## INPUT RECORDS
□ □ □ □ □ □ □

PR #723, opened 2022-12-04
Added constants

metelska-anastasiia:
all methods were overridden
method increaseArray was created

### DIFF
--- a/src/main/java/core/basesyntax/ArrayList.java
+++ b/src/main/java/core/basesyntax/ArrayList.java
@@ -1,48 +1,108 @@
 package core.basesyntax;
 
+import java.util.NoSuchElementException;
+
 public class ArrayList<T> implements List<T> {
+    private static final int CAPACITY = 10;
+    private static final double INCREASE_RATE = 1.5;
+    private T[] array;
+    private int size;
+
+    public ArrayList() {
+        array = (T[]) new Object[CAPACITY];
+    }
+
+    public void increaseArray() {
+        T[] arrayCopy = (T[]) new Object[(int) (array.length * INCREASE_RATE)];
+        System.arraycopy(array, 0, arrayCopy, 0, array.length);
+        array = arrayCopy;
+    }
+
     @Override
     public void add(T value) {
-
+        if (size() >= array.length) {
+            increaseArray();
+        }
+        array[size] = value;
+        size++;
     }
 
     @Override
     public void add(T value, int index) {
+        if (index < 0 || index > size()) {
+            throw new ArrayListIndexOutOfBoundsException("Index passed to the method is invalid");
+        }
+        if (size() >= array.length) {
+            increaseArray();
+        }
+        if (index < size()) {
+            System.arraycopy(array, index, array, index + 1, size() - index);
+            array[index] = value;
+            size++;
+        }
+        if (index == size()) {
+            add(value);
+        }
 
     }
 
     @Override
     public void addAll(List<T> list) {
-
+        for (int i = 0; i < list.size(); i++) {
+            add(list.get(i));
+        }
     }
 
     @Override
     public T get(int index) {
-        return null;
+        T value = null;
+        if (index < 0 || index >= size()) {
+            throw new ArrayListIndexOutOfBoundsException("Index passed to the method is invalid");
+        } else {
+            value = array[index];
+        }
+        return value;
     }
 
     @Override
     public void set(T value, int index) {
-
+        if (index < 0 || index >= size()) {
+            throw new ArrayListIndexOutOfBoundsException("Index passed to the method is invalid");
+        } else {
+            array[index] = value;
+        }
     }
 
     @Override
     public T remove(int index) {
-        return null;
+        Object removeElement;
+        if (index < 0 || index > size()) {
+            throw new ArrayListIndexOutOfBoundsException("Index passed to the method is invalid");
+        } else {
+            removeElement = get(index);
+            System.arraycopy(array, index + 1, array, index, size - index - 1);
+            size--;
+        }
+        return (T) removeElement;
     }
 
     @Override
     public T remove(T element) {
-        return null;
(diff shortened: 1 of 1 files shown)


src/main/java/core/basesyntax/ArrayList.java
```diff
@@ -1,48 +1,108 @@
...
+        if (size() >= array.length) {
+            increaseArray();
+        }
+        array[size] = value;
+        size++;
     }
 
     @Override
     public void add(T value, int index) {
+        if (index < 0 || index > size()) {
```
aleksandr-bevza, line 32: Please change 'size()' to 'size' everywhere. It's easier to read the code when we see call to the variable, but not to method
```suggestion
        if (index < 0 || index > size) {
```

src/main/java/core/basesyntax/ArrayList.java
```diff
@@ -1,48 +1,108 @@
...
+            increaseArray();
+        }
+        if (index < size()) {
+            System.arraycopy(array, index, array, index + 1, size() - index);
+            array[index] = value;
+            size++;
+        }
+        if (index == size()) {
+            add(value);
+        }
```
aleksandr-bevza, line 46: Better to move this part to the begin of method
```suggestion
```

src/main/java/core/basesyntax/ArrayList.java
```diff
@@ -1,48 +1,108 @@
...
+        array[size] = value;
+        size++;
     }
 
     @Override
     public void add(T value, int index) {
+        if (index < 0 || index > size()) {
+            throw new ArrayListIndexOutOfBoundsException("Index passed to the method is invalid");
+        }
```
aleksandr-bevza, line 34: Better to move this part to the begin of method
```suggestion
        }
        if (index == size) {
            add(value);
            return;
        }
```

src/main/java/core/basesyntax/ArrayList.java
```diff
@@ -1,48 +1,108 @@
...
+        if (size() >= array.length) {
```
aleksandr-bevza, line 35:
```suggestion
        if (size == array.length) {
```

src/main/java/core/basesyntax/ArrayList.java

□ □ □ □ □ □ □

## WHAT TO PRODUCE
Wherever the string "Object" is found in the listing above, copy the line that contains it.

## RESPONSE TO THIS EXERCISE
+        array = (T[]) new Object[CAPACITY];
+        T[] arrayCopy = (T[]) new Object[(int) (array.length * INCREASE_RATE)];
+        Object removeElement;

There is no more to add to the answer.